# Changelog
All notable changes to this project will be documented in this file.
This project follows Keep a Changelog and Semantic Versioning.
## Unreleased
## 0.1.3 - 2026-01-06
### Added
- **OCR Support (Phase 1)**: New tools for text extraction from scanned/image-based PDFs.
- `detect_pdf_type`: Classify PDFs as "searchable", "image_based", or "hybrid" with detailed metrics.
- `extract_text_native`: Fast native text layer extraction (no OCR).
- `extract_text_ocr`: Text extraction with OCR fallback; supports auto/native/tesseract/force_ocr engines.
- `get_pdf_text_blocks`: Extract text blocks with bounding box positions for layout analysis.
- Optional `[ocr]` dependency group: `pytesseract` and `pillow` for Tesseract integration.
- Comprehensive OCR test suite (`tests/test_ocr.py`) covering 9 PDF fixtures with 33+ test methods.
- New PDF test fixtures for OCR testing: scanned documents, image-based PDFs, hybrid documents.
### Changed
- Updated project description to reflect OCR capabilities.
- README now includes OCR setup instructions and tool documentation.
## 0.1.2 - 2025-12-17
### Fixed
- `fill_pdf_form`: if `fillpdf/pdfrw` cannot parse PDFs with compressed object streams (common in some Adobe InDesign exports), we fall back to the `pypdf` fill path so the operation succeeds.
- `flatten_pdf`: same robustness as above; falls back to `pypdf` when `fillpdf/pdfrw` cannot parse the input.

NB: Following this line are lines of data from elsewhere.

PR #1810, opened 2019-01-10
Corrects TLS alerts

mgierlings:
When parsing an invalid/unknown signature scheme in `tls_algos.cpp`
an Invalid_State exception was thrown. This exception could then
bubble up to `TLS:Channel:received_data`, where it would be caught by
a generic `catch(...)` statement and mapped to an INTERNAL_ERROR
alert. Since the inability to select a proper signature algorithm
is definitely protocol related an INTERNAL_ERROR alert may not
be thrown here. Instead an ILLEGAL_PARAMETER alert is more
appropriate. According to RFC5246 it is to be used in case "a
field in the handshake was out of range or inconsistent with
other fields. This commit implements the according fix.

Note: This patch is probably not exhaustive and similar issues may be 
found elsewhere in the code base.

### DIFF
--- a/src/lib/tls/msg_cert_req.cpp
+++ b/src/lib/tls/msg_cert_req.cpp
@@ -1,10 +1,13 @@
 /*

- `flatten_pdf` internal behavior: handle PDFs where `/AcroForm` is an indirect object and ensure `/Annots` updates use proper PDF object keys.
### Added
- Real-world regression coverage using `tests/1006.pdf` (InDesign-style form PDF) that runs every MCP tool end-to-end with two scenarios.
## 0.1.1 - 2025-12-16
### Added
- `clear_pdf_form_fields`: clear (delete) values for selected form fields while keeping fields fillable.
- `encrypt_pdf`: password-protect PDFs (intended after `add_signature_image` to protect a signed PDF).
- Cursor post-push smoke test: `scripts/cursor_smoke.py` and `docs/CURSOR_SMOKE_TEST.md`.
### Changed
- Form filling is more robust on non-standard AcroForms; values are persisted in `/V` and `encrypt_pdf` normalizes trailer IDs for compatibility.
- Memory/rules hygiene: repo includes `.cursor/rules/template.rules` and documented SOP to keep academic/personal content untracked.
## 0.1.0
### Added
- MCP server over stdio with PDF tools for form fields, form fill, flatten, merge, extract, rotate.
- Annotation and page editing tools.
- Managed text insert, edit, remove via FreeText annotations.
- Metadata get and set tools.
- GitHub Actions workflows: CI, CodeQL, dependency review, optional AI review.